Sunday, January 25, 2009

My Big Mess

A poem God gave me in quiet time with Him today:

The Big Mess
January 25, 2009
as I reflected on how much I’ve messed up my life

It started as I worked on it, and what I thought I saw
It wasn’t much . . . well, maybe just . . . I thought it was a tiny flaw
I picked and poked determined that perfection was the goal
And then I realized all at once, my finger had made a hole.
I tried to make it better. I tried with all my might
But as I worked a little more, the flaw became a blight.
Now frantically I tried to fix the problems I had caused
Until in pieces there it laid and finally I paused

Now slowly I approach Your throne with only my big mess
I’d hoped to give what You deserve, a thing of loveliness
I lay it down before you, and mumble in my shame
It’s all I have, this giant heap, and for it I’m to blame
I wait, the quiet moments scream. I wonder if you heard
Fix it? I think but still you sit there saying not a word.
I look to You, impatience floods the recess of my soul
I wonder if you love enough to make my mess a whole
I look to you, and see you looking not at all the rubble
For just a second I am calmed that on your face there is no trouble

But then I say to You, “Will you not help me with all this?”
Why did you give me useless tools and let it all go so amiss?”
I wait and wait . . . it seems like days . . . to see what you will do
I know that I deserve to be sent out. I just blamed my big mess on You!
But as I start to watch Your face, I see there something more
It’s not at all what I expect: disgust, rejection, something more.
Instead I see compassion, concern for me—and love?
I see You open arms up wide, and beckon me above
I slowly feel my feet begin to move up toward Your side.
I feel your arms embrace me. I feel the tears you’ve cried.

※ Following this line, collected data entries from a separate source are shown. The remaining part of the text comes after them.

PR #118, opened 2017-07-11
Changes default registry to quay

JosephSalisbury:
Towards https://github.com/giantswarm/giantswarm/issues/1458

All of the boyscouting! :D


cmd/deploy.go
```diff
@@ -49,15 +49,9 @@ func init() {
 	var defaultDockerPassword string
 
 	if os.Getenv("CIRCLECI") == "true" {
```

I watch, You look me in the face, I hear Your tenderness
My child, don’t you understand I care not for the mess
But you, my love, you are my bride! What hurts you hurts me too!
So I will fix this mess you’ve made, but first I must fix you.
And as I melt into His love, frustrations disappear
My life finds meaning all because Beloved drew me near.
And what I have to show for it to those who gather ‘round
Means nothing, but His love for me will dazzle and astound.
And all the messes I have made will fade to nothingness
And I will give Him what He wants—my adoration to profess.